> [Required work]
Each line from the beginning of the data below through the line containing "used by clients further." should be repeated exactly, please.
○ ○ ○ ○ ○ ○ ○
PR #883, opened 2020-06-03
GetAggregatedPartition for PartitionRepository.

kzvieriev:
This is a part of GetAggregatedData API update. PartitionRepository
handle loading quad tree and storing it into the cache, so it can be
used by clients further.

Resolves: OLPEDGE-1932

### DIFF
--- a/olp-cpp-sdk-dataservice-read/src/generated/api/QueryApi.cpp
+++ b/olp-cpp-sdk-dataservice-read/src/generated/api/QueryApi.cpp
@@ -134,6 +134,34 @@ QueryApi::QuadTreeIndexResponse QueryApi::QuadTreeIndex(
   return olp::parser::parse<model::Index>(response.response);
 }
 
+olp::client::HttpResponse QueryApi::QuadTreeIndex(
+    const client::OlpClient& client, const std::string& layer_id,
+    const std::string& quad_key, boost::optional<int64_t> version,
+    int32_t depth, boost::optional<std::vector<std::string>> additional_fields,
+    boost::optional<std::string> billing_tag,
+    client::CancellationContext context) {
+  std::multimap<std::string, std::string> header_params;
+  header_params.emplace("Accept", "application/json");
+
+  std::multimap<std::string, std::string> query_params;
+  if (additional_fields) {
+    query_params.emplace("additionalFields",
+                         ConcatStringArray(*additional_fields, ","));
+  }
+  if (billing_tag) {
+    query_params.emplace("billingTag", *billing_tag);
+  }
+
+  std::string metadata_uri =
+      "/layers/" + layer_id +
+      (version ? "/versions/" + std::to_string(version.get()) : "") +
+      "/quadkeys/" + quad_key + "/depths/" + std::to_string(depth);
+
+  return client.CallApi(metadata_uri, "GET", std::move(query_params),
+                        std::move(header_params), {}, nullptr, std::string{},
+                        std::move(context));
+}
+
 QueryApi::QuadTreeIndexResponse QueryApi::QuadTreeIndexVolatile(
     const client::OlpClient& client, const std::string& layer_id,
     const std::string& quad_key, int32_t depth,
--- a/olp-cpp-sdk-dataservice-read/src/generated/api/QueryApi.h
+++ b/olp-cpp-sdk-dataservice-read/src/generated/api/QueryApi.h
@@ -25,6 +25,7 @@
 #include <olp/core/client/ApiError.h>
 #include <olp/core/client/ApiResponse.h>
 #include <olp/core/client/CancellationContext.h>
+#include <olp/core/client/HttpResponse.h>
 #include <boost/optional.hpp>
 #include "generated/model/Index.h"
 #include "olp/dataservice/read/model/Partitions.h"
@@ -109,6 +110,14 @@ class QueryApi {
   static QuadTreeIndexResponse QuadTreeIndex(
       const client::OlpClient& client, const std::string& layer_id,
       int64_t version, const std::string& quad_key, int32_t depth,
+      boost::optional<std::vector<std::string>> additional_fields,
+      boost::optional<std::string> billing_tag,
+      client::CancellationContext context);
+
+  static olp::client::HttpResponse QuadTreeIndex(
+      const client::OlpClient& client, const std::string& layer_id,
+      const std::string& quad_key, boost::optional<int64_t> version,
+      int32_t depth,
       boost::optional<std::vector<std::string>> additional_fields,
       boost::optional<std::string> billing_tag,
       client::CancellationContext context);
--- a/olp-cpp-sdk-dataservice-read/src/repositories/PartitionsRepository.cpp
+++ b/olp-cpp-sdk-dataservice-read/src/repositories/PartitionsRepository.cpp
@@ -40,8 +40,13 @@ PORTING_PUSH_WARNINGS()
 PORTING_CLANG_GCC_DISABLE_WARNING("-Wdeprecated-declarations")
 
 namespace {
+namespace read = olp::dataservice::read;
+namespace model = olp::dataservice::read::model;
+namespace repository = olp::dataservice::read::repository;
+
 constexpr auto kLogTag = "PartitionsRepository";
 constexpr uint32_t kMaxQuadTreeIndexDepth = 4u;
+constexpr auto kAggregateQuadTreeDepth = 4;
 
 using LayerVersionReponse =
     olp::client::ApiResponse<int64_t, olp::client::ApiError>;
@@ -63,6 +68,61 @@ TtlForLayer(const std::vector<olp::dataservice::read::model::Layer>& layers,
   return olp::client::ApiError(olp::client::ErrorCode::NotFound,
                                "Layer specified doesn't exist");
 }
+
+repository::PartitionResponse FindPartition(
+    const read::QuadTreeIndex& quad_tree, const read::TileRequest& request,
+    bool aggregated) {
+  const auto& tile_key = request.GetTileKey();
+
+  // Look for requested tile in the quad tree or its closest ancestor
+  const auto found_index_data = quad_tree.Find(tile_key, aggregated);
+
+  if (!found_index_data) {
+    OLP_SDK_LOG_WARNING_F(
+        kLogTag,
+        "FindPartition: tile not found, tile='%s', depth='%" PRId32
+        "', aggregated='%s'",
+        tile_key.ToHereTile().c_str(), kAggregateQuadTreeDepth,
+        aggregated ? "true" : "false");
+    return {{olp::client::ErrorCode::NotFound,
+             "Tile or its closest ancestors not found"}};
+  }
+
+  const auto index_data = found_index_data.get();
+  const auto found_tile_key = index_data.tile_key;
+  const auto data_handle = index_data.data_handle;
+
+  auto aggregated_partition = model::Partition();
+  aggregated_partition.SetDataHandle(data_handle);
+  aggregated_partition.SetPartition(found_tile_key.ToHereTile());
+
+  return std::move(aggregated_partition);
+}
+
+read::QuadTreeIndex FindQuadTree(
+    repository::PartitionsCacheRepository& repository, const std::string& layer,
+    boost::optional<int64_t> version, const olp::geo::TileKey& tile_key) {
+  auto max_depth =
+      std::min<std::uint32_t>(tile_key.Level(), kMaxQuadTreeIndexDepth);
+  for (int i = max_depth; i >= 0; --i) {
+    const auto& root_tile_key = tile_key.ChangedLevelBy(-i);
+    auto cached_tree =
+        repository.Get(layer, root_tile_key, kAggregateQuadTreeDepth, version);
+    if (!cached_tree.IsNull()) {
+      OLP_SDK_LOG_DEBUG_F(kLogTag,
+                          "FindQuadTreeInCache found in cache, tile='%s', "
+                          "root='%s', depth='%" PRId32 "'",
+                          tile_key.ToHereTile().c_str(),
+                          root_tile_key.ToHereTile().c_str(),
+                          kAggregateQuadTreeDepth);
+
+      return cached_tree;
+    }
+  }
+
+  return read::QuadTreeIndex();
+}
+
 }  // namespace
 
 namespace olp {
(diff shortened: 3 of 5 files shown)


olp-cpp-sdk-dataservice-read/src/generated/api/QueryApi.h
```diff
@@ -113,6 +114,13 @@ class QueryApi {
       boost::optional<std::string> billing_tag,
       client::CancellationContext context);
 
+  static olp::client::HttpResponse CreateQuadTreeIndex(
+      const client::OlpClient& client, const std::string& layer_id,
+      int64_t version, const std::string& quad_key, int32_t depth,
+      boost::optional<std::vector<std::string>> additional_fields,
+      boost::optional<std::string> billing_tag,
+      client::CancellationContext context);
+
```
andescu, line 123: `CreateQuadTreeIndex` is a very unsuitable name. Are you creating the quadtree index yourself or are you requesting it from the platform?
Name it QuadTreeIndex() with boost::optional<int64_t> as version and then we can remove both others.
Return type HttpResponse is good.

olp-cpp-sdk-dataservice-read/src/generated/api/QueryApi.cpp
```diff
@@ -134,6 +134,33 @@ QueryApi::QuadTreeIndexResponse QueryApi::QuadTreeIndex(
...
 }
 
+olp::client::HttpResponse QueryApi::CreateQuadTreeIndex(
+    const client::OlpClient& client, const std::string& layer_id,
+    int64_t version, const std::string& quad_key, int32_t depth,
+    boost::optional<std::vector<std::string>> additional_fields,
+    boost::optional<std::string> billing_tag,
+    client::CancellationContext context) {
+  std::multimap<std::string, std::string> header_params;
+  header_params.insert(std::make_pair("Accept", "application/json"));
```
andescu, line 144:
```suggestion
  header_params.emplace("Accept", "application/json");
```
Same for below inserts also.

olp-cpp-sdk-dataservice-read/src/repositories/PartitionsRepository.h
```diff
@@ -60,6 +61,12 @@ class PartitionsRepository {
   static model::Partition PartitionFromSubQuad(
       const model::SubQuad& sub_quad, const std::string& partition);
 
+  static PartitionsResponse GetAggregatedPartitionForVersionedTile(
+      client::HRN catalog, std::string layer,
```
andescu, line 65:
```suggestion
      const client::HRN& catalog, const std::string& layer,
```
Any async operations? Then make them pass by reference.

olp-cpp-sdk-dataservice-read/src/repositories/PartitionsRepository.h
```diff
@@ -60,6 +61,12 @@ class PartitionsRepository {
   static model::Partition PartitionFromSubQuad(
       const model::SubQuad& sub_quad, const std::string& partition);
 
+  static PartitionsResponse GetAggregatedPartitionForVersionedTile(
```
andescu, line 64: Why do we need only aggregated partition? We can use the same for Prefetch and normal GetData(TileRequest).
Please make a more generic solution that we can reuse for other functions that do not need the nearest parent but the tile itself.

Also `GetAggregatedPartitionForVersionedTile` is not the best name. Change to `GetAggregatedTile` and make the version an optional so that we can also use it for volatile layers.

olp-cpp-sdk-dataservice-read/src/repositories/PartitionsRepository.cpp
```diff
@@ -288,6 +320,77 @@ model::Partition PartitionsRepository::PartitionFromSubQuad(
   return ret;
 }
 
+PartitionsResponse PartitionsRepository::GetAggregatedPartitionForVersionedTile(
+    client::HRN catalog, std::string layer, client::CancellationContext context,
+    const TileRequest& request, int64_t version,
+    const client::OlpClientSettings& settings) {
+  const auto fetch_option = request.GetFetchOption();
+  const auto& tile_key = request.GetTileKey();
+  const auto& root_tile_key = tile_key.ChangedLevelBy(-kAggregateQuadTreeDepth);
```
andescu, line 329: This is not correct. If you are doing it like this we will have endless duplicates in the cache. E.g. user requests tile at level 14, you download quadtree at level 10, which includes levels {14, 13, 12, 11, 10} and parents up to level 1.
Now the user requests a level 13 tile. So you go on level 9 and request the quadtree index, which includes levels {13, 12, 11, 10, 9}. But you already have these partitions in the level 10 quadtree index. Why do you download it again?

kzvieriev: But strategy was to use quad trees with depth 4, so they are different for tiles from different levels.
Quad tree will be the same for 256 level 14 tiles.
I suppose this is actual use case for GetAggregatedData() - request neighbor tiles from same level. Am I wrong?

andescu: Yes, and it still is to request with depth 4, but not if we already have it in cache within one of the quadtrees that were downloaded before.

olp-cpp-sdk-dataservice-read/src/generated/api/QueryApi.h
kzvieriev: Done, but others QuadTreeIndex() are still there. Replacing them requires many corrections in *Repository classes and tests. Probably, need separate ticket for that.

olp-cpp-sdk-dataservice-read/src/generated/api/QueryApi.h
```diff
@@ -113,6 +114,14 @@ class QueryApi {
       boost::optional<std::string> billing_tag,
       client::CancellationContext context);
 
+  static olp::client::HttpResponse QuadTreeIndex(
+      const client::OlpClient& client, const std::string& layer_id,
+      const std::string& quad_key, int32_t depth,
+      boost::optional<std::vector<std::string>> additional_fields,
+      boost::optional<std::string> billing_tag,
+      client::CancellationContext context,
+      boost::optional<int64_t> version = boost::none);
```
andescu, line 123: CancellationContext should be last. No default value needed for version.

olp-cpp-sdk-dataservice-read/src/generated/api/QueryApi.cpp
```diff
@@ -134,6 +134,34 @@ QueryApi::QuadTreeIndexResponse QueryApi::QuadTreeIndex(
...
 }
 
+olp::client::HttpResponse QueryApi::QuadTreeIndex(
+    const client::OlpClient& client, const std::string& layer_id,
+    const std::string& quad_key, int32_t depth,
+    boost::optional<std::vector<std::string>> additional_fields,
+    boost::optional<std::string> billing_tag,
+    client::CancellationContext context, boost::optional<int64_t> version) {
+  std::multimap<std::string, std::string> header_params;
+  header_params.emplace(std::make_pair("Accept", "application/json"));
```
andescu, line 144: You don't need std::make_pair. `emplace` will construct a pair in-place.

olp-cpp-sdk-dataservice-read/src/generated/api/QueryApi.h
andescu: Yes, we should do this in a separate ticket.

olp-cpp-sdk-dataservice-read/src/repositories/PartitionsRepository.h
```diff
@@ -60,6 +61,12 @@ class PartitionsRepository {
   static model::Partition PartitionFromSubQuad(
       const model::SubQuad& sub_quad, const std::string& partition);
 
+  static PartitionsResponse GetAggregatedTile(
+      const client::HRN& catalog, const std::string& layer,
+      client::CancellationContext cancellation_context,
+      const TileRequest& request, boost::optional<int64_t> version,
+      const client::OlpClientSettings& settings, bool aggregated);
```
andescu, line 68: I don't think that the GetAggregatedTile should give you back something else than an aggregated tile. Having an additional parameter `bool aggregated` doesn't make much sense.
A more generic solution you found, almost, with the FindPartition() which can be used by both GetAggregatedTile() and GetPartitionForVersionedTile() or others who use or should use the QuadTreeIndex.
What is missing is a common solution for finding the correct quadtree index in the cache, which currently is in GetAggregatedTile() only. But let's postpone that to another time.

olp-cpp-sdk-dataservice-read/src/repositories/PartitionsRepository.cpp
```diff
@@ -63,6 +67,40 @@ TtlForLayer(const std::vector<olp::dataservice::read::model::Layer>& layers,
...
+                                       const olp::geo::TileKey& root_tile_key,
+                                       const read::TileRequest& request,
+                                       bool aggregated) {
+  const auto& tile_key = request.GetTileKey();
+
+  // Look for requested tile in the quad tree or its closest ancestor
+  const auto found_index_data = quad_tree.Find(tile_key, aggregated);
+
+  if (!found_index_data) {
+    OLP_SDK_LOG_ERROR_F(kLogTag,
```
andescu, line 81: Rather warning.
Usually, logs should look like this: `FindPartition: tile not found, tile=%s, root=%s, depth=%d, aggregated='%s'`
Doing all these grammatically correct sentences will bring no gain when it crashes :)

olp-cpp-sdk-dataservice-read/src/repositories/PartitionsRepository.h
```diff
@@ -60,6 +61,12 @@ class PartitionsRepository {
   static model::Partition PartitionFromSubQuad(
       const model::SubQuad& sub_quad, const std::string& partition);
 
+  static PartitionsResponse GetAggregatedTile(
```
andescu, line 64: Why do we need a vector as output? One partition is not enough?

olp-cpp-sdk-dataservice-read/src/repositories/PartitionsRepository.cpp
```diff
@@ -288,6 +326,91 @@ model::Partition PartitionsRepository::PartitionFromSubQuad(
...
+  const auto& tile_key = request.GetTileKey();
+
+  // Download quad tree index depth 4 or load from cache
+  if (fetch_option != OnlineOnly && fetch_option != CacheWithUpdate) {
+    repository::PartitionsCacheRepository repository(
+        catalog, settings.cache, settings.default_cache_expiration);
+
+    // handle tiles from level < kAggregateQuadTreeDepth
+    auto max_depth =
+        std::min<int>(int(tile_key.Level()), kAggregateQuadTreeDepth);
```
andescu, line 344: Use uint32_t or int32_t and no C-Style casting.

olp-cpp-sdk-dataservice-read/src/repositories/PartitionsRepository.cpp
```diff
@@ -288,6 +326,91 @@ model::Partition PartitionsRepository::PartitionFromSubQuad(
...
+    for (auto i = max_depth; i >= 0; --i) {
+      const auto& root_tile_key = tile_key.ChangedLevelBy(-i);
+      cached_tree = repository.Get(layer, root_tile_key,
+                                   kAggregateQuadTreeDepth, version);
+      if (!cached_tree.IsNull()) {
+        OLP_SDK_LOG_DEBUG_F(kLogTag, "cache QuadTree (%s, %" PRId32 ") found!",
+                            root_tile_key.ToHereTile().c_str(),
+                            kAggregateQuadTreeDepth);
+
+        return FindPartition(cached_tree, root_tile_key, request, aggregated);
```
andescu, line 356: I'd prefer you move this to a separate function.

olp-cpp-sdk-dataservice-read/src/repositories/PartitionsRepository.cpp
```diff
@@ -288,6 +326,91 @@ model::Partition PartitionsRepository::PartitionFromSubQuad(
...
+    auto max_depth =
+        std::min<int>(int(tile_key.Level()), kAggregateQuadTreeDepth);
+    QuadTreeIndex cached_tree;
+    // search in the cache for any quad tree covering the tile
+    for (auto i = max_depth; i >= 0; --i) {
+      const auto& root_tile_key = tile_key.ChangedLevelBy(-i);
+      cached_tree = repository.Get(layer, root_tile_key,
+                                   kAggregateQuadTreeDepth, version);
+      if (!cached_tree.IsNull()) {
+        OLP_SDK_LOG_DEBUG_F(kLogTag, "cache QuadTree (%s, %" PRId32 ") found!",
```
andescu, line 352: I would prefer you follow same approach as below methods:

`GetPartitionForVersionedTile found in cache, hrn='%s', key='%s'`

olp-cpp-sdk-dataservice-read/src/repositories/PartitionsRepository.cpp
```diff
@@ -288,6 +326,91 @@ model::Partition PartitionsRepository::PartitionFromSubQuad(
...
+                            root_tile_key.ToHereTile().c_str(),
+                            kAggregateQuadTreeDepth);
+
+        return FindPartition(cached_tree, root_tile_key, request, aggregated);
+      }
+    }
+
+    if (cached_tree.IsNull() && fetch_option == CacheOnly) {
+      OLP_SDK_LOG_INFO_F(kLogTag, "cache QuadTree for Tile(%s) not found!",
```
andescu, line 361: Same here.

olp-cpp-sdk-dataservice-read/src/repositories/PartitionsRepository.cpp
```diff
@@ -288,6 +326,91 @@ model::Partition PartitionsRepository::PartitionFromSubQuad(
...
+                         tile_key.ToHereTile().c_str());
+      return client::ApiError(
+          client::ErrorCode::NotFound,
+          "Cache only resource not found in cache (QuadTree).");
```
andescu, line 365:
```suggestion
      return {{client::ErrorCode::NotFound,
             "CacheOnly: resource not found in cache"}};
```

olp-cpp-sdk-dataservice-read/src/repositories/PartitionsRepository.cpp
```diff
@@ -63,6 +67,40 @@ TtlForLayer(const std::vector<olp::dataservice::read::model::Layer>& layers,
...
+
+  if (!found_index_data) {
+    OLP_SDK_LOG_ERROR_F(kLogTag,
+                        "Tile (%s) and its ancestors not present in "
+                        "QuadTreeIndex (%s, %" PRId32 ")",
+                        tile_key.ToHereTile().c_str(),
+                        root_tile_key.ToHereTile().c_str(),
+                        kAggregateQuadTreeDepth);
+    return {{olp::client::ErrorCode::NotFound,
+             "Tile and its ancestors not found."}};
```
andescu, line 88:
```suggestion
             "Tile or its closest ancestors not found"}};
```

olp-cpp-sdk-dataservice-read/src/repositories/PartitionsRepository.cpp
```diff
@@ -288,6 +326,91 @@ model::Partition PartitionsRepository::PartitionFromSubQuad(
...
+          "Cache only resource not found in cache (QuadTree).");
+    }
+  }
+
+  // quad tree data not found in the cache
+  auto query_api = ApiClientLookup::LookupApi(
+      catalog, context, "query", "v1", request.GetFetchOption(), settings);
+
+  if (!query_api.IsSuccessful()) {
+    OLP_SDK_LOG_ERROR(kLogTag,
```
andescu, line 374: Warning.

olp-cpp-sdk-dataservice-read/src/repositories/PartitionsRepository.cpp
```diff
@@ -288,6 +326,91 @@ model::Partition PartitionsRepository::PartitionFromSubQuad(
...
+                      "QueryPartitionForVersionedTile: LookupApi failed.");
```
andescu, line 375: Print hrn and what API you are looking for.

olp-cpp-sdk-dataservice-read/src/repositories/PartitionsRepository.cpp
```diff
@@ -288,6 +326,91 @@ model::Partition PartitionsRepository::PartitionFromSubQuad(
...
+  }
+
+  const auto& root_tile_key = tile_key.ChangedLevelBy(-kAggregateQuadTreeDepth);
+  const auto root_tile_here = root_tile_key.ToHereTile();
+  auto quadtree_response = QueryApi::QuadTreeIndex(
+      query_api.GetResult(), layer, root_tile_here, version,
+      kAggregateQuadTreeDepth, boost::none, request.GetBillingTag(), context);
+
+  if (quadtree_response.status != olp::http::HttpStatusCode::OK) {
+    OLP_SDK_LOG_ERROR_F(kLogTag,
```
andescu, line 386: Warning, print hrn and layer.

olp-cpp-sdk-dataservice-read/src/repositories/PartitionsRepository.cpp
```diff
@@ -288,6 +326,91 @@ model::Partition PartitionsRepository::PartitionFromSubQuad(
...
+                        root_tile_here.c_str(), version.get_value_or(-1),
+                        kAggregateQuadTreeDepth);
+    return client::ApiError(quadtree_response.status,
+                            quadtree_response.response.str());
+  }
+
+  QuadTreeIndex tree(root_tile_key, kAggregateQuadTreeDepth,
+                     quadtree_response.response);
+  if (tree.IsNull()) {
+    OLP_SDK_LOG_ERROR_F(kLogTag,
```
andescu, line 397: Warning, print HRN and layer.

olp-cpp-sdk-dataservice-read/src/repositories/PartitionsRepository.cpp
```diff
@@ -288,6 +326,91 @@ model::Partition PartitionsRepository::PartitionFromSubQuad(
...
+                        "QuadTreeIndex failed (%s, %" PRId64 ", %" PRId32 ")",
+                        root_tile_here.c_str(), version.get_value_or(-1),
+                        kAggregateQuadTreeDepth);
+    return {
+        {client::ErrorCode::Unknown, "Failed to parse QuadTreeIndex json."}};
```
andescu, line 402:
```suggestion
        {client::ErrorCode::Unknown, "Failed to parse QuadTreeIndex json"}};
```
Formatting seems wrong!

olp-cpp-sdk-dataservice-read/src/repositories/PartitionsRepository.cpp
```diff
@@ -288,6 +326,91 @@ model::Partition PartitionsRepository::PartitionFromSubQuad(
...
+  }
+
+  if (fetch_option != OnlineOnly) {
+    repository::PartitionsCacheRepository repository(
```
andescu, line 406: You already have one PartitionsCacheRepository setup above, can you not use the same?

olp-cpp-sdk-dataservice-read/src/repositories/PartitionsRepository.h
kzvieriev: I have chosen PartitionsResponse because it can contain desired partition and can provide error things.
But yes, vector is overkill here.

Maybe, it makes sense to return QuadTreeIndex here? So in VersionedLayerClient we can at least differ online/cache errors from tile not found in quad tree case.

olp-cpp-sdk-dataservice-read/src/repositories/PartitionsRepository.cpp
kzvieriev: Moved this search algorithm into separate function, so now we have a way to find in the cache QuadTreeIndex covering some tile :-)

olp-cpp-sdk-dataservice-read/src/repositories/PartitionsRepository.cpp
```diff
@@ -63,6 +68,63 @@ TtlForLayer(const std::vector<olp::dataservice::read::model::Layer>& layers,
...
+read::PartitionsResponse FindPartition(const read::QuadTreeIndex& quad_tree,
+                                       const read::TileRequest& request,
+                                       bool aggregated) {
+  const auto& tile_key = request.GetTileKey();
+
+  // Look for requested tile in the quad tree or its closest ancestor
+  const auto found_index_data = quad_tree.Find(tile_key, aggregated);
+
+  if (!found_index_data) {
+    OLP_SDK_LOG_ERROR_F(
```
andescu, line 81: Error is a serious failure. I guess finding a tile in the quad tree does not qualify as a serious failure. A warning should be enough.

olp-cpp-sdk-dataservice-read/src/repositories/PartitionsRepository.h
andescu: Creating a PartitionResponse, means `Response<model::Partition>`, is probably the least problematic part.
If this is the only issue then please add an alias and lets only return one single model::Partition.
Returning QuadTreeIndex means that all the methods using this GetAggregatedTile() actually need to implement the logic themselves. Then there is no point anymore to call it GetAggregatedTile() but rather GetQuadTreeIndex().

olp-cpp-sdk-dataservice-read/src/repositories/PartitionsRepository.cpp
```diff
@@ -288,6 +350,82 @@ model::Partition PartitionsRepository::PartitionFromSubQuad(
   return ret;
 }
 
+PartitionsResponse PartitionsRepository::GetAggregatedTile(
+    const client::HRN& catalog, const std::string& layer,
+    client::CancellationContext context, const TileRequest& request,
+    boost::optional<int64_t> version, const client::OlpClientSettings& settings,
+    bool aggregated) {
```
andescu, line 357: As i said we dont need the `bool aggregated` parameter. Just hard code to true in FindPartition().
○ ○ ○ ○ ○ ○ ○
> [Answer space]
PR #883, opened 2020-06-03
GetAggregatedPartition for PartitionRepository.

kzvieriev:
This is a part of GetAggregatedData API update. PartitionRepository
handle loading quad tree and storing it into the cache, so it can be
used by clients further.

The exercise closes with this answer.